* [Input data]
PR #8872, opened 2021-08-01
Fix CI SA failures

simPod:


greg0ire:
@simPod this looks like a bugfix. Shouldn't it target 2.9.x?

simPod:
Was not aware those issues disappeared on 2.9.x as well. Retargeted.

* [Task to carry out] With nothing added or dropped, reproduce all the data exactly.

* [Completed exercise]
PR #8872, opened 2021-08-01
Fix CI SA failures

simPod:


greg0ire:
@simPod this looks like a bugfix. Shouldn't it target 2.9.x?

simPod:
Was not aware those issues disappeared on 2.9.x as well. Retargeted.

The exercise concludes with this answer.